Problem to solve:
Find the word "only" in the data, then copy each line where it is found.

***** Extracted data

PR #60, opened 2021-03-03
Add classes for production models

### LINKED ISSUE #23: Use WellcomeVotingClassifier for science tagging
Currently the latest version uses custom code to combine the probabilities from the two pretrained models whereas it would be nice to make use of the WellcomeVotingClassifier to wrap the models into one model so that the interaction is easier.

### LINKED ISSUE #24: Create a model class for the baseline TFIDF-SVM model of mesh
Currently the model needs to batch the y vector since it does not easily fit into memory. It would be more sklearn like if we can wrap this functionality into a model class so that we can run predict and it did the loading, predicting combing

nsorros:
The main motivation for this PR was that pieces of the implementation that made production models happen was living in different scripts such as train, predict and evaluate. Those were custom adjustments that are not general enough to go to WellcomeML so they ended up in a semi organised way in the project. As progressively these adjustments are quite specific to the some models and in particular those that went to production, the logical thing to do was to introduce custom classes for the production models that hide away the complexity and expose a clean sklearn API such as WellcomeML. In order for this to happen a lot of code needed to move around and some needed to be rewritten hence the big size which as you can see does not introduce a lot of new lines but does move around a lot.

Production model adjustments that moved into classes
* y_batch_size was a parameter that was controlling batching in the Y vector in mesh tfidf svm and is now part of that model
* save and load is implemented inside the production classes
* the ensemble model has its own class which makes use of WellcomeVotingClassifier
* from_same_distribution is removed, only used in two configs and added non intuitive complexity

Other changes that are worth highlighting
* tests now use fixtures to reduce duplication
* load_train_test_data returns a list or generator and `data_format` in train controls that
* models save a meta file which can be used in the future to restore variables and know which model will be loaded
* scispacy does not need a separate installation since the latest WellcomeML uses spacy v3

Fixes #23
Fixes #24

### DIFF
--- a/grants_tagger/models.py
+++ b/grants_tagger/models.py
@@ -308,6 +308,9 @@ class MeshTfidfSVM():
         if not hasattr(self, 'classifier'):
             self._init_classifier()
 
+        # TODO: Currently Y is expected to be sparse, otherwise predict does not
+        # work, add a check and warn user.
+
         print(f"Creating {self.model_path}")
         Path(self.model_path).mkdir(exist_ok=True)
         print("Fitting vectorizer")
--- a/grants_tagger/models.py
+++ b/grants_tagger/models.py
@@ -124,7 +124,7 @@ class MeshCNN():
 
         X: list of texts
         vectorizer: vectorizer class that implements transform which transforms texts to integers
-        Y: 2d numpy array that represents targets (tags) assigned.
+        Y: 2d numpy array or sparse csr_matrix that represents targets (tags) assigned.
 
         If Y is missing, for example when called by predict, yield_data yields only X vectorized
         """
@@ -209,8 +209,8 @@ class MeshCNN():
 
     def fit(self, X, Y):
         """
-        X: list, np.array or generator of texts
-        Y: 2d np.array of tags assigned 
+        X: list or generator of texts
+        Y: 2d numpy array or sparse csr_matrix or generator of 2d numpy array of tags assigned 
 
         If X is a generator it need to be callable i.e. return 
         the generator by calling it X_gen = X(). This is so
@@ -347,8 +347,8 @@ class MeshTfidfSVM():
 
     def fit(self, X, Y):
         """
-        X: np.array or list of texts
-        Y: 2d np.array of tags assigned
+        X: list of texts
+        Y: sparse csr_matrix of tags assigned
         """
         if not hasattr(self, 'vectorizer'):
             self._init_vectorizer()
--- a/grants_tagger/models.py
+++ b/grants_tagger/models.py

**********

Answer for this exercise:
* from_same_distribution is removed, only used in two configs and added non intuitive complexity
         If Y is missing, for example when called by predict, yield_data yields only X vectorized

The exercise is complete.